As fundamental as it so to our existence, there are still elements of human reproduction we’re just beginning to understand. For example, while we've known about the mechanism that sperm use to bond to eggs, the receptor on the egg itself that the sperm attach to has been a mystery. Now, however, that part of the mystery is solved: scientists at Cambridge have figured out the mechanism that attracts sperm to the egg, and that revelation could lead to creating non-hormonal birth control options.

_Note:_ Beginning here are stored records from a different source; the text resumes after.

PR #1444, opened 2017-03-27
Fix AI invasion troop calculation

Morlic-fo:
Aims to fix the issue reported in this post: http://freeorion.org/forum/viewtopic.php?f=4&p=88039#p88039

We need more troops than defenders. The same number is not enough...

The fix seems straightforward. @Dilvish-fo: Any other places that come to mind or should this be it?

### DIFF
--- a/default/python/AI/InvasionAI.py
+++ b/default/python/AI/InvasionAI.py
@@ -444,7 +444,7 @@ def evaluate_invasion_planet(planet_id, secure_fleet_missions, verbose=True):
         build_time = 4
         planned_troops = troops if system_secured else min(troops + max_jumps + build_time, max_troops)
         planned_troops += .01  # we must attack with more troops than there are defenders
-        troop_cost = math.ceil(planned_troops / 6.0) * 20 * FleetUtilsAI.get_fleet_upkeep()
+        troop_cost = math.ceil((planned_troops+_TROOPS_SAFETY_MARGIN) / 6.0) * 20 * FleetUtilsAI.get_fleet_upkeep()
     else:
         loc = locs[0]
         species_here = universe.getPlanet(loc).speciesName
@@ -455,7 +455,7 @@ def evaluate_invasion_planet(planet_id, secure_fleet_missions, verbose=True):
                                                                CombatRatingsAI.get_species_troops_grade(species_here))
         planned_troops = troops if system_secured else min(troops + max_jumps + build_time, max_troops)
         planned_troops += .01  # we must attack with more troops than there are defenders
-        ships_needed = math.ceil(planned_troops / float(troops_per_ship))
+        ships_needed = math.ceil((planned_troops+_TROOPS_SAFETY_MARGIN) / float(troops_per_ship))
         troop_cost = ships_needed * cost_per_ship  # fleet upkeep is already included in query from server
 
     # apply some bias to expensive operations
--- a/default/python/AI/InvasionAI.py
+++ b/default/python/AI/InvasionAI.py
@@ -493,8 +493,8 @@ def send_invasion_fleets(fleet_ids, evaluated_planets, mission_type):
         sys_id = planet.systemID
         found_fleets = []
         found_stats = {}
-        min_stats = {'rating': 0, 'troopCapacity': ptroops}
-        target_stats = {'rating': 10, 'troopCapacity': ptroops+1}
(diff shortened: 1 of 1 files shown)


Morlic-fo:
Thinking a bit more about it, we also seem to miss some check for ongoing invasion missions that would stop the actual invasion if we do not have sufficient troops (or I did not find that check and the same bug exists there as well).

That should probably adressed in a follow-up PR. I am not familiar enough with the FleetMission code to provide a quick fix for that. @Dilvish-fo could you look into this? (Issue is not really release-blocking though)

Dilvish-fo:
Weird, I had thought this was already taken into account, but if it was at some point then it seems to have been dropped somehow, so I agree some change like this seems necessary.

I think, though, that the better place to make this kind of change, or at least the primary point of change, would be at/around lines 444 and 454, in the calc for "planned_troops" -- this is where we take into account the effects of estimated construction and travel time.  That seems the best place to also add the required margin of victory, so that the troop_cost calc will include that. 

If we did that, then perhaps at the place where you currently proposed the change we could leave the min_stats as simply ptroops, but have target_stats be ptroops+_INVASION_SURPLUS 
where that surplus would be an additional preferred safety factor to account for the various uncertainties in the planning (and we could start it off at just 1).  And the cost estimate at the 444 and 454 vicinity could also take into account that preferred safety factor.

Dilvish-fo:
and while I would agree that this should not be "release blocking",  I strongly feel that at least the simple fix you currently have here should get into the release, if we wind up not agreeing about or getting to the changes I proposed above.

Also, regarding FleetMissions, there is currently a bit of a placeholder for invasions, in the _check_abort_mission() method.  I hadn't gotten to coding up anything there yet because I would want the abort to be a true last resort-- the AI should decide if it can simply augment the already sent troops.  I haven't gotten to that yet, and rather than have the AI abort invasions where they wouldn't immediately succeed I have left it where the AI will just continue with the invasion and then hopefully be keeping the system secured while a new invasion mission is made and sent.  (not ideal, but better than an overly sensitive abort I think).

Vezzra:
> and while I would agree that this should not be "release blocking", I strongly feel that at least the simple fix you currently have here should get into the release, if we wind up not agreeing about or getting to the changes I proposed above.

Definitely. Unless you guys don't get a better/more thorough fix in for 0.4.7, this PR should be merged as is at least.

Morlic-fo:
Yeah, I intended this fix to go in for release, hence the 0.4.7 tag. I meant the follow-up thought of not invading with a fleet that has insufficient troops to not be release-critical.

> Weird, I had thought this was already taken into account, but if it was at some point then it seems to have been dropped somehow, so I agree some change like this seems necessary.

It seems like I introduced the bug 2 years ago when we moved away from hardcoded ship parts to a dynamic look-up: https://github.com/freeorion/freeorion/commit/950b8cd3fd91609959b1f623c6ff357431d9084e

> I haven't gotten to that yet, and rather than have the AI abort invasions where they wouldn't immediately succeed I have left it where the AI will just continue with the invasion and then hopefully be keeping the system secured while a new invasion mission is made and sent. (not ideal, but better than an overly sensitive abort I think).

Maybe it should be checked when issuing the fleet order? That way, the mission would not be aborted and the fleet stays in orbit but the troop ships wouldn't be "wasted". Then again, using the troop ships immediately reduces fleet upkeep, so not sure what is better assuming we do not implement some "decent" logic to consider how likely it is that we keep that system secured...

> I think, though, that the better place to make this kind of change, or at least the primary point of change, would be at/around lines 444 and 454, in the calc for "planned_troops" -- this is where we take into account the effects of estimated construction and travel time. That seems the best place to also add the required margin of victory, so that the troop_cost calc will include that.

Good point, I moved the calculation to these lines. If that is what you had in mind, feel free to squash and merge.

Dilvish-fo:
Yes, this looks good to me.  Since the Travis build error appears to be due solely to some setup problem

```
error: There is no SDK with the name or path '/Users/travis/build/freeorion/freeorion/Xcode/macosx10.7'
```

(and I couldn't see it being affected by these python scripts anyways) I'll go ahead and squash and merge.

Vezzra:
> Since the Travis build error appears to be due solely to some setup problem

Erm, that was just me messing with the Xcode project. Already fixed (reverted the offending commit).

PR #1445, opened 2017-03-27
Allow build to proceed with unknown commit

dbenage-cx:
User on IRC needed to use downloaded source due to poor connection(download allows resume).
The downloaded source can not compile without setup/clone of git repository, as util/Version.cpp is not created.

PR allows build to proceed when `git show -s` fails, setting the commit portion of string to "Unknown"

### DIFF
--- a/cmake/make_versioncpp.py
+++ b/cmake/make_versioncpp.py
@@ -43,10 +43,9 @@ class Generator(object):
 
     def execute(self, version, branch, build_no, build_sys):
         if build_no == INVALID_BUILD_NO:
-            print "WARNING: Can't determine git commit, %s not updated!" % self.outfile
-            return
+            print "WARNING: Can't determine git commit!"
 
-        if os.path.isfile(self.outfile):
+        if os.path.isfile(self.outfile) and not build_no == INVALID_BUILD_NO:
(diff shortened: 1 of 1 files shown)


Vezzra:
Um, on [line 119](https://github.com/freeorion/freeorion/pull/1445/files#diff-c87dd5137c722392e346ca9a759e5ae0R119) `build_no` already gets initialized with a default value:
```
build_no = INVALID_BUILD_NO
```
...with `INVALID_BUILD_NO` being `"????"`. So the build should not fail if `git show -s` fails, the `try...except` clause you adjusted makes sure of that. Whatever causes the compile to fail (`util/Version.cpp` not being created?) must have a different reason.

Unless it's the `"????"` string that somehow messes things up, but in this case the line setting `INVALID_BUILD_NO` should be changed instead (`INVALID_BUILD_NO = "unknown"`).

dbenage-cx:
Changed to allow `INVALID_BUILD_NO` to proceed instead.

adrianbroher:
Tested with the regular build and with an `git export` and works as expected.

Cjkjvfnby:
PS. `git shallow clone` helped me in same situation.  I cloned last state of master and after what fetch other history by chunks.

PR #8376, opened 2021-10-22
Allow disabling autosuggestions and syntax highlighting

### LINKED ISSUE #1363: improve the experience of using fish over mosh
Is there a way to turn off autosuggest? I find it really disturbing when using fish.

## Please note

The original request, disabling autosuggestions, is being handled in issue #102. This issue has morphed into a request for improving the experience of using fish over a [mosh](http://mosh.org) connection.

faho:
## Description

This allows essentially disabling autosuggestions and syntax highlighting.

For autosuggestions, it adds a variable $fish_autosuggestion_enabled. If set to 0, this will disable suggestions. If set to anything else (or unset), it will keep them enabled.

For highlighting, it adds a "none" theme that disables most colors. It keeps colors for the search match, selection, suggestions and pager descriptions, but sets them to either brblack or --reverse. Everything else is set to "normal". Especially the selection and pager *need* to have color or they aren't discernable at all.

The rationale here is that these features don't impact any scripting. They don't create a language dialect. They also aren't hard to implement, especially since the suggestions change is *already implemented* (to allow for interactive `read`).

So we should allow for simple matters of taste.

One issue here is that the git prompt colors currently can't be set via a theme file, ~~so most likely the git branch will still show up as green~~ (EDIT: This is incorrect, the branch isn't colored by default, please ignore the green in the below screenshots - it's left over from my config). This would either require us to rename the color variables to `fish_color_git` or similar, or allow `__fish` variables to be set in themes (this was quite locked down on purpose, so people don't try to put other things in).

Screenshots:

Screenshot_20211022_171321
Screenshot_20211022_171506
Screenshot_20211022_193324

(as a personal note, I absolutely hate using fish without suggestions - I feel like I have my arm tied behind my back!)

Fixes #1363.

## TODOs:

### DIFF
--- a/share/tools/web_config/themes/none.theme
+++ b/share/tools/web_config/themes/none.theme
@@ -1,0 +1,31 @@
+# name: '(Almost) No Colors'
+# preferred_background: 'black'
+
+fish_color_autosuggestion brblack
+fish_color_cancel
+fish_color_command
+fish_color_comment
+fish_color_cwd normal
+fish_color_cwd_root normal
+fish_color_end
+fish_color_error
+fish_color_escape
+fish_color_history_current
+fish_color_host normal
+fish_color_keyword
+fish_color_match
+fish_color_normal normal
+fish_color_operator
+fish_color_param
+fish_color_quote
+fish_color_redirection
+fish_color_search_match -r
+fish_color_selection -r
+fish_color_status normal
+fish_color_user normal
+fish_color_valid_path
+fish_pager_color_completion normal
+fish_pager_color_description brblack
+fish_pager_color_prefix '--underline'
+fish_pager_color_progress brblack
+fish_pager_color_selected_background --background=brblack
--- a/share/tools/web_config/themes/none.theme
+++ b/share/tools/web_config/themes/none.theme
@@ -16,6 +16,7 @@ fish_color_keyword
 fish_color_match
 fish_color_normal normal
 fish_color_operator
+fish_color_option
 fish_color_param
 fish_color_quote
 fish_color_redirection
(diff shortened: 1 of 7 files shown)


share/tools/web_config/themes/none.theme
```diff
@@ -0,0 +1,31 @@
+# name: '(Almost) No Colors'
+# preferred_background: 'black'
```
krobelus, line 2: I love this theme - I like to read code on my grayscale e-ink screen, and I sometimes can't read text if the background and foreground are too similar. This fixes those issues, very nice!

Actually the one issue I have in mind is that search matches (`fish_color_search_match`) are combined with other syntax highlighting (instead of overriding them), which can make them hard to read, even on a screen that already supports colors.

So if I type `echo` <kbd>Up</kbd> and the matching `echo` is in command position, the default theme will give it dark blue foreground, and as a search match it has black background background (on a light-themed terminal).
If the search match is an argument, it's better because that's lighter by default.
I wonder if we can/should disable our semantic syntax highlighting inside search matches.
I want to try if this makes things better.

share/tools/web_config/themes/none.theme
```diff
@@ -0,0 +1,31 @@
...
+fish_color_search_match -r
+fish_color_selection -r
+fish_color_status normal
+fish_color_user normal
+fish_color_valid_path
+fish_pager_color_completion normal
+fish_pager_color_description brblack
+fish_pager_color_prefix '--underline'
+fish_pager_color_progress brblack
+fish_pager_color_selected_background --background=brblack
```
krobelus, line 31: I think this should be

```suggestion
fish_pager_color_selected_background -r
```

Otherwise I can't read the selected completion (+ description) in the pager

krobelus: I'm using gnome-terminal which likes to draw bright colors a little bit darker than other terminals :confused: 

image

with `-r`

image

hmm ok to get rid of the inconsistency with the description, we could use  `set fish_pager_color_description normal` on top of that. But that removes the nice gray tone for descriptions..

krobelus (approved):

PR #8406, opened 2021-11-05
vmctl completion function call needs to be quoted

sourgrasses:
When no VMs are running, `__fish_get_vmctl_vms` returns nothing, leaving `complete` without an argument for the `a` flag, which returns an error. I put the subcommand in quotes, so there will at least always be an empty string passed.


krobelus:
Yep, looks like that was changed by accident in https://github.com/fish-shell/fish-shell/pull/6523

Issue #4982, opened 2018-05-14
revisit exit code of `while` builtin


mqudsi:
I'm not sure the current exit code for `while` when the loop evaluation condition returns non-zero makes sense. I understand that it passes through the value returned by the condition executable, but I'm not sure that a non-zero exit code accurately reflects the intent of the code, nor is particularly useful.

```fish
while foo
    if bar
        break
    end
end
```

This loop can terminate with either a zero or non-zero exit code. But it's equal to the following, which can only terminate with a zero exit code:

```fish
while true
    if not bar
        break
    end
end
```

Now if the condition failed to run (instead of ran and exited with a non-zero exit code), it would make sense for `while` to return non-zero:

```fish
while does-not-exist
end
```

Here, it would make sense for `$status` to evaluate to non-zero after the loop.

My problem is with a script or function that executes in a loop, an explicit `return/exit 0` is needed to "override" the misleading nonzero exit code after the loop, which _shouldn't_ (imho) ever be necessary unless a failure was detected and is being explicitly ignored.

faho:
How would you like it to behave?

Return 0 when the loop has been run at least once, 1 otherwise?

As best as I can tell, in bash it just always returns 0.

mqudsi:
I like the general principle of "if it's run at least once" but I feel like "if it never runs this is unexpected behavior/an error" is too big of an assumption to make and we'll just get complaints about it later (if anyone actually cares about these things). I think it should just return 1 in case there was an error evaluating the target (i.e. target does not exist).

faho:
>if it never runs this is unexpected behavior/an error

But it's not?

A return of 1 isn't "unexpected behavior". It's just a false return. It's something you have to deal with all the time, and which happens for quite trivial reasons, and which has no huge effect.

It's another way to convey information, not a big issue.

>it should just return 1 in case there was an error evaluating the target (i.e. target does not exist).

If the "target" does not exist, that would warrant an error message, not just a return value of 1.

mqudsi:
> If the "target" does not exist, that would warrant an error message, not just a return value of 1.

Well, yes and no. An error message is for the user, but the return code is for programmatic evaluation (which I understand you already cover with the "not just" in your statement). But my point is that nothing else explicitly warrants a non-zero return code for `while`.

[...]

PR #8409, opened 2021-11-06
Some enhancements to "for" and "while" loop pages

EmilySeville7cfg:
## Description

- Exit status mentioned for `for` command
- `while` manual page title change to correspond `for` command title

### DIFF
--- a/doc_src/cmds/for.rst
+++ b/doc_src/cmds/for.rst
@@ -15,6 +15,8 @@ Description
 
 ``for`` is a loop construct. It will perform the commands specified by ``COMMANDS`` multiple times. On each iteration, the local variable specified by ``VARNAME`` is assigned a new value from ``VALUES``. If ``VALUES`` is empty, ``COMMANDS`` will not be executed at all. The ``VARNAME`` is visible when the loop terminates and will contain the last value assigned to it. If ``VARNAME`` does not already exist it will be set in the local scope. For our purposes if the ``for`` block is inside a function there must be a local variable with the same name. If the ``for`` block is not nested inside a function then global and universal variables of the same name will be used if they exist.
 
+The exit status of the for loop is the exit status of the last iteration of the ``COMMANDS`` executed, or 0 if none were executed.
+
 Example
 -------
 
--- a/CHANGELOG.rst
+++ b/CHANGELOG.rst
@@ -71,6 +71,7 @@ Scripting improvements
 - On MacOS terminals that are not granted permissions to access a folder, ``cd`` would print a spurious "rotten symlink" error, which has been corrected to "permission denied" (:issue:`8264`).
 - Performance improvements to globbing, especially on systems using glibc (by avoiding its slow iswalnum() function). In some cases (large directories with files with many numbers in the names) this almost doubles performance.
 - Since fish 3.0, for-loops would trigger a variable handler an additional time before the loop was entered. This has been corrected (:issue:`8384`).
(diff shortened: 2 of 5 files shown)


doc_src/cmds/for.rst
```diff
@@ -15,6 +15,8 @@ Description
 
 ``for`` is a loop construct. It will perform the commands specified by ``COMMANDS`` multiple times. On each iteration, the local variable specified by ``VARNAME`` is assigned a new value from ``VALUES``. If ``VALUES`` is empty, ``COMMANDS`` will not be executed at all. The ``VARNAME`` is visible when the loop terminates and will contain the last value assigned to it. If ``VARNAME`` does not already exist it will be set in the local scope. For our purposes if the ``for`` block is inside a function there must be a local variable with the same name. If the ``for`` block is not nested inside a function then global and universal variables of the same name will be used if they exist.
 
+The exit status of the for loop is the exit status of the last iteration of the ``COMMANDS`` executed, or 0 if none were executed.
```
krobelus, line 18: The "or 0 if none were executed" is not always true, for example

	fish -c 'false; for a in; end' # exits with 1.

So the `for`-statement itself does not set an exit status, unlike `while`:

	fish -c 'sh -c "exit 2"; while false; end' # exits with 0

We could drop this commit, because it should go without saying that the
last-executed command sets the exit status.

EmilySeville7cfg: > So the for-statement itself does not set an exit status, unlike while:

Is it the inconsistence must be resolved or it is intended behavior and why? (Should I create new issue about it?)

floam: It would be part two of this: https://github.com/fish-shell/fish-shell/issues/4982

krobelus: Ah right. I believe we should resolve the inconsistency to match other shells. The docs for `while` say

> The exit status of the while loop is the exit status of the last iteration of the ``COMMANDS`` executed, or 0 if none were executed. (This matches other shells and is POSIX-compatible.)

Turns out `for` loops are treated the same way in other shells, try:

    sh -c 'false; for x in; do :; done; echo $?' # prints 0

So we should probably just teach `run_for_statement()` to set the exit code to zero if no loop iteration was executed.
This matches both [bash](https://www.gnu.org/software/bash/manual/html_node/Looping-Constructs.html#Looping-Constructs) and [POSIX](https://pubs.opengroup.org/onlinepubs/9699919799/utilities/V3_chap02.html).

No need to open an issue - we don't get paid in issues ;) - having the discussion here should be enough.

floam: I like it @krobelus.

krobelus: The fix to set $status to 0 when no loop iteration is executed seems okay but there's another edge case with empty for-loop bodies.
This loop doesn't change $status

	false
	for x in 1 2 3
	end
	# status is 1

which is weird when comparing to `for x in; end` which does (with the fix)

I guess we can just ignore this case because an empty body in a for-loop makes no sense. We could even error in that case..

krobelus: ok nevermind, `for` is just like `set` -- it doesn't touch the exit status by itself.
Documented in 0acbbfe2ca7847f8d01e36b17f7e78336d08e5c7

krobelus:
merged as 3c4969fc38d27d0000b2315d7a75aa0228366408 thanks for the patience

PR #8430, opened 2021-11-11
__fish_seen_subcommand_from and __fish_seen_argument update

EmilySeville7cfg:
## Description

- `__fish_seen_subcommand.fish` added to have consistent naming with `__fish_seen_argument.fish`. `__fish_seen_subcommand_from.fish` is not removed but saved to backward compatibility.
- `-p` option added to commandline in `__fish_seen_argument.fish` (backward incompatible change)

### DIFF
--- a/share/functions/__fish_seen_argument.fish
+++ b/share/functions/__fish_seen_argument.fish
@@ -1,11 +1,11 @@
-function __fish_seen_argument
+function __fish_seen_argument --description 'Check whether argument used'
     argparse 's/short=+' 'o/old=+' 'l/long=+' -- $argv
 
-    set -l cmd (commandline -co)
+    set -l cmd (commandline -poc)
     set -e cmd[1]
     for t in $cmd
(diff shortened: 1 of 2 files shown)


ridiculousfish:
It looks like `__fish_seen_subcommand` isn't used anywhere, do you have plans for it?

EmilySeville7cfg:
Yes, I plan to use it instead of `__fish_seen_subcommand_from`. Naming consistency it's important to me. ;)

faho:
Please don't just duplicate a function.

Simply use `__fish_seen_subcommand_from`.

faho:
Merged the `seen_argument` update as 7f8679488, I do not believe we should duplicate a function to make it slightly more consistent in naming, especially not one that is as widely used in completions everywhere as this one.

If you want to pursue this, I would suggest trying to rename the lesser-used function seen_argument, and leaving a compatibility shim in place. See e.g. #8096.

The problem with most widely used forms of birth control is the amount of hormones pumped into the body. These hormones come with a lot of side effects, and we’re still learning about more serious problems they can cause with long-term use. Of course, there are always new options being considered: such as a male birth control pill and even a birth control moisturizer, but we’re not likely to see those on the market anytime soon. So finding something that works as effectively and realistically as our current options is a huge deal, and thanks to this new understanding, new birth control options could be available that don't require messing up hormones.
In 2005, scientists discovered a protein on sperm called Izumol: this protein helps the sperm bind to the egg, but that still left us not knowing what device on the egg created the counterpart to enable that binding. Recently, researchers took another look at a protein called Folr4 and realized that what they thought about its initial function in the egg was completely wrong. They discovered that this protein played a huge part in the binding of sperm and egg, and in tests, when they blocked that protein in cells, they discovered that sperm couldn't make the connection for reproduction. Then they worked with mice genetically modified without Folr4: the results were the same: these mice couldn't get pregnant. Because results were so remarkable, the protein got a new name: Juno, after the Roman goddess of marriage.
This discovery may also lead to better fertility treatments, too, especially if medical tests determine a woman is lacking this specific protein.